Dans les moments d’urgence, lorsque notre vie est en péril, nous passons en mode survie et subitement tout devient extrêmement simple et clair. Concentré sur un seul objectif – échapper au danger qui nous menace – nous savons exactement ce que nous avons à faire. Évaporées les questions superflues, envolées les pensées parasites, oublié le vagabondage mental. Quelque chose en nous sait exactement ce qu’il doit faire. Débarrassé de cet encombrant compagnon que l’on tolère à l’état normal parce qu’il nous distrait, notre attention est tout entière focalisée sur la résolution d’un seul problème et nous voilà soudain superbement intelligent, courageux et efficace. Nous n’en tirerons aucune gloire, le danger passé : c’était un réflexe naturel.

C’est un peu ce que l’on a vécu durant les premiers mois de la crise du Covid-19. Tout était ramené à une seule problématique et, du coup, chacun se positionnait par rapport à celle-ci. Ce fut un moment de grande communion, de compréhension partagée, de solidarité aussi. Une humanité réconciliée, pour quelques semaines qui furent à la fois tragiques et émouvantes. On se prêtait à rêver d’un « monde d’après » radicalement différent. La pandémie nous apparaissait comme une aubaine, un coup de poker du destin qui allait nous booster, pour enfin sortir d’une ornière dans laquelle nous semblions enlisés depuis des années.

Et puis, le retour à la normal est venu nous cueillir à la sortie du déconfinement, sans que nous ne puissions faire grand-chose pour y résister. L’alerte passée, le danger plus ou moins écarté – même s’il rode toujours comme un cyclone tournoyant de manière imprévisible autour de la planète – tout, ou presque, est redevenu compliqué. Nous ne sommes plus en mode survie et nous reprenons nos bonnes vieilles habitudes d’errance et de questionnement. La direction n’est plus claire, les signaux sont brouillés.

Le sentiment d’urgence s’étant dilué à nouveau dans quantité de problèmes – dont le mixte est différent pour chacun de nous et sa situation personnelle – voilà que nos forces aussi s’éparpillent, s’amenuisent et peuvent même aller jusqu’à se neutraliser, si la division règne vraiment au sein de nos priorités personnelles.

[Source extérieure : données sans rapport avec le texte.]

PR #700, opened 2021-08-17
Remove session type from supplier assessment scheduling form

lawrence-forooghian:

Makes sure that we never display the session type input (1:1 / group) on a supplier assessment scheduling form. I noticed this was happening when changing an upcoming appointment or rescheduling after a missed appointment. A supplier assessment is always 1:1.

To prevent the user from being confused and possibly entering invalid data.

### DIFF
--- a/server/routes/serviceProviderReferrals/scheduleAppointmentPresenter.ts
+++ b/server/routes/serviceProviderReferrals/scheduleAppointmentPresenter.ts
@@ -10,6 +10,7 @@ import config from '../../config'
 
 export default class ScheduleAppointmentPresenter {
   constructor(
+    private readonly formType: 'supplierAssessment' | 'actionPlan',
     private readonly referral: SentReferral,
     private readonly currentAppointment: InitialAssessmentAppointment | ActionPlanAppointment | null,
     private readonly currentAppointmentSummary: AppointmentSummary | null,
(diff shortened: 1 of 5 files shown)


server/routes/serviceProviderReferrals/scheduleAppointmentPresenter.ts
```diff
@@ -68,11 +69,11 @@ export default class ScheduleAppointmentPresenter {
...
   }
 
-  get isInitialAssessmentAppointment(): boolean {
-    return this.currentAppointment === null
+  get allowSessionTypeSelection(): boolean {
+    return this.formType !== 'supplierAssessment'
   }
 
-  readonly initialAssessmentSessionType = 'ONE_TO_ONE'
+  readonly sessionTypeWhenSelectionNotAllowed = 'ONE_TO_ONE'
```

Je cite souvent Prem Rawat, car c’est auprès de lui que, depuis des années, je puise sagesse et inspiration pour avancer dans la vie et en tirer le meilleur profit. Son message est simple et accessible à tous, car il nous ramène à des questions fondamentales que nous avons tendance à négliger [1]. Voici deux petites maximes de son cru, parmi mes préférées :

« Une attraction c’est une attraction, deux attractions c’est une distraction. »

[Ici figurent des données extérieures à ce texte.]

PR #702, opened 2021-08-18
Ic 1481/display correctly formatted date and time across app

andrewburrowsmoj:
This change is to make sure that we are using the correct GOV UK styling for dates and times.

Documentation is located here:
 Dates: https://www.gov.uk/guidance/style-guide/a-to-z-of-gov-uk-style#dates
 Times: https://www.gov.uk/guidance/style-guide/a-to-z-of-gov-uk-style#times

Essentially the changes ask for:

1. Use long names for months unless space is an issue
2. Day of month should not have a leading 0
3. Time should be 12 hour clock (am/pm)
4. Use midday and middnight for 12:00pm and 12:00am
5. Range of time should follow the format: 1:00pm to 2:00pm
6. DateTime should follow the format: 1:00pm on 1 April 2021

This changes also involves a bit of refactoring to consolidate all Date presentation logic into DateUtils. There was logic in PresenterUtils that also dealt with dates.

The intent is to just have a single class responsible that returns the correct format; providing the correct formats for:
- a date
- a time
- a date and time
- a duration between times

It is still the responsibility of the caller of the methods to handle null values and ensure that they're passing in a correct string input for the date.

I thought this was preferrable to either returning an empty value or 'Not found' as the caller expects a valid formatted date to be produced.

### DIFF
--- a/server/routes/serviceProviderReferrals/scheduleAppointmentPresenter.test.ts
+++ b/server/routes/serviceProviderReferrals/scheduleAppointmentPresenter.test.ts
@@ -76,7 +76,7 @@ describe(ScheduleAppointmentPresenter, () => {
           expect(presenter.appointmentSummary).toEqual([
             { key: 'Caseworker', lines: ['firstName lastName'] },
             { key: 'Date', lines: ['2 January 2021'] },
-            { key: 'Time', lines: ['midday to 1:00pm'] },
+            { key: 'Time', lines: ['Midday to 1:00pm'] },
             { key: 'Method', lines: ['Video call'] },
           ])
         })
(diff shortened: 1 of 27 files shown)


server/routes/serviceProviderReferrals/scheduleAppointmentPresenter.test.ts
```diff
@@ -76,7 +76,7 @@ describe(ScheduleAppointmentPresenter, () => {
           expect(presenter.appointmentSummary).toEqual([
             { key: 'Caseworker', lines: ['firstName lastName'] },
             { key: 'Date', lines: ['2 January 2021'] },
-            { key: 'Time', lines: ['12:00pm to 1:00pm'] },
+            { key: 'Time', lines: ['midday to 1:00pm'] },
```
lawrence-forooghian, line 79: This should probably be capitalised? Ditto elsewhere when it's at the start of a sentence.

lawrence-forooghian (approved):

server/routes/serviceProviderReferrals/scheduleAppointmentPresenter.test.ts
andrewburrowsmoj: Thank you. I've added a new commit for this.

PR #706, opened 2021-08-19
enable SP performance report in prod

andrewburrowsmoj:

Turns on SP performance reporting in prod env

Allows users to access performance reports page and request for csv reports


Gweaton (approved):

« Vous perdrez de nombreuses batailles, mais ne perdez pas la guerre. »

Nous devons être clair sur nos priorités et poursuivre sans relâche ce qui nous tient vraiment à cœur. Nous n’avons qu’une vie. Elle est là l’urgence, la vraie, l’urgence dans l’urgence. Pas sous forme d’une course contre la montre, que nous perdrons de toutes les façons, mais plutôt comme une nécessité à ralentir le rythme pour mieux évaluer la situation, notre situation. Se poser les bonnes questions, pas seulement sur les conséquences de nos actes, mais sur leur cause intrinsèque.

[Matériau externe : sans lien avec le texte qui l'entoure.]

PR #709, opened 2021-08-20
IC-2188: Fix missing drafts error

lawrence-forooghian:

Displays a helpful message when a user attempts to view a page that uses a draft object after it has been deleted.

To stop the user from seeing a confusing error page when pressing the browser's Back button after completing a journey (e.g. scheduling a supplier assessment appointment).

## Screenshot

Screenshot 2021-08-19 at 16-15-14 HMPPS Interventions - GOV UK

### DIFF
--- a/server/utils/controllerUtils.ts
+++ b/server/utils/controllerUtils.ts
@@ -4,6 +4,7 @@ import LayoutPresenter from '../routes/shared/layoutPresenter'
 import LayoutView, { PageContentView } from '../routes/shared/layoutView'
 import DeliusServiceUser from '../models/delius/deliusServiceUser'
 import DraftsService, { Draft } from '../services/draftsService'
+import DraftSoftDeletedView from '../routes/shared/draftSoftDeletedView'
 
 interface DraftFetchSuccessResult<T> {
   rendered: false
@@ -24,7 +25,7 @@ export default class ControllerUtils {
     res.render(...view.renderArgs)
   }
 
-  static async fetchDraft<T>(
+  static async fetchDraftOrRenderMessage<T>(
     req: Request,
     res: Response,
     draftsService: DraftsService,
@@ -43,6 +44,13 @@ export default class ControllerUtils {
       throw createError(500, `Draft ${typeName} with ID ${id} not found by drafts service`, {
         userMessage: notFoundUserMessage,
       })
+    }
+
+    if (draft.softDeleted) {
+      res.status(410 /* Gone */)
+      const view = new DraftSoftDeletedView()
+      this.renderWithLayout(res, view, null)
+      return { rendered: true }
     }
 
     return { rendered: false, draft }
--- a/server/utils/controllerUtils.ts
+++ b/server/utils/controllerUtils.ts
@@ -5,6 +5,17 @@ import LayoutView, { PageContentView } from '../routes/shared/layoutView'
 import DeliusServiceUser from '../models/delius/deliusServiceUser'
 import DraftsService, { Draft } from '../services/draftsService'
 
+interface DraftFetchSuccessResult<T> {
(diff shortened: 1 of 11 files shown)


server/utils/controllerUtils.ts
```diff
@@ -10,4 +24,35 @@ export default class ControllerUtils {
...
+      userId: res.locals.user.userId,
+    })
+
+    if (draft === null) {
+      throw createError(500, `Draft ${typeName} with ID ${id} not found by drafts service`, {
+        userMessage: notFoundUserMessage,
+      })
+    }
+
+    if (draft.softDeleted) {
```
andrewburrowsmoj, line 49: I think that rendering a View should not be the responsibility of this method and instead should be the caller's responsibility. 
This is because:
1. The caller shouldn't expect the response to be terminated based on fetching a draft.
2. The caller will have to explicitly put scaffolding after calling to ensure that softDeleted drafts don't break the reset of the request. If you're doing that may as well do the rendering as well.

What do you think about throwing a custom error which is caught by the errorHandler to render the specific page?

lawrence-forooghian: I think they're valid concerns, but I wonder if it could perhaps be solved by improved naming of the method, like `fetchDraftOrRenderMessage`? I think it's possibly fair game for a method in `ControllerUtils `to render something, if we think it'd be reasonable for a helper instance method in a controller to do the same.

It's true that the caller could instead render the message, given that it has to check whether a render has happened anyway. My worry is that every controller method that wants to fetch a draft would then also have to make sure they check whether the draft is soft deleted before allowing it to be used. The way that the method is written at the moment, either the `fetchDraft` method returns a usable draft, or it doesn't return a draft at all. But I'm happy to move the rendering to the caller if you think the current approach is particularly egregious?

I'm also not a big fan of using exceptions to modify behaviour and control flow when there are more explicit ways to do it. I think that things like middlewares can be useful but they can also obscure how a controller method behaves by making it the result of multiple behaviours that are distant from each other in the codebase. I think that if we went down the route of using the `errorHandler` to handle a growing number of error-_ish_ cases then that class would become larger and larger as we started to handle more special cases. Unless we built a mechanism where we could attach an arbitrary view to the error for the error handler to render. But I think I'm a bit ambivalent about going down that route.

andrewburrowsmoj: > My worry is that every controller method that wants to fetch a draft would then also have to make sure they check whether the draft is soft deleted before allowing it to be used.

I personally think that is preferable than having the method rendering a page without the caller knowing about it. It is not obvious when looking at the code. Perhaps renaming the method might be best solution... 

I see your point about the caller having to know what to do with a softDeleted draft; however it can still be considered the callers responsibility to deal with it how they feel best - perhaps they might want to render what has been soft deleted, or perhaps the time in which it was soft deleted, etc.

One suggestion is to change the logic to this:
```
   const draft = await this.fetchDraftBookingOrThrowSpecificError(req, res)
    if (draft.softDeleted) {
         controllerUtils.renderDraftSoftDeletedView(req, res)
    }
```

Functionally it's no different than what you have currently, but this makes it more obvious on the controller level how pages are rendered based on logic.

lawrence-forooghian: I think your suggestion is a good one too. And if it _does_ turn out that we'd like to have custom handling for soft deleted drafts (or custom logic for which drafts to disallow), then can switch to that pattern in the future. In the interests of getting this released and not being sure whether we need that kind of customisability yet, I think that I'd like to stick with the working solution that I've already done. I've renamed the methods to hopefully make it clearer what they do. Please could you take another look?

andrewburrowsmoj (approved):

PR #720, opened 2021-08-20
Enable SP performance report in prod.

andrewburrowsmoj:
Turns on SP performance reporting in production. This means that the tab will be shown when a user logs in that allows them to request for a report.

It was turned off because we had a bug in production whereby the request fails for certain users that don't have their Auth user details persisted in the database.

Allow users to generated reports for SP performance.


sldblog (approved):

sldblog:
merge condition: testing of https://github.com/ministryofjustice/hmpps-interventions-service/pull/529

L’autre jour je tombais sur une émission dont le titre sonnait comme une provocation : « la question est de savoir si Mars a été habitée. » Un peu désœuvré et intrigué par l’argumentaire utilisé, j’ai écouté. J’ai appris beaucoup de choses sur la recherche spatiale, mais avec le sentiment que tout cela était quand même bien loin de nos préoccupations actuelles. Et bien non, figurez-vous ! Répondant à des questions d’auditeurs qui se demandaient si tout cela était bien raisonnable, compte-tenu des budgets engagés, le spécialiste a balayé les objections d’un revers de manche, arguant de prétendues retombées scientifiques qui pourraient nous aider à mieux comprendre les causes du réchauffement climatique et lutter contre plus efficacement.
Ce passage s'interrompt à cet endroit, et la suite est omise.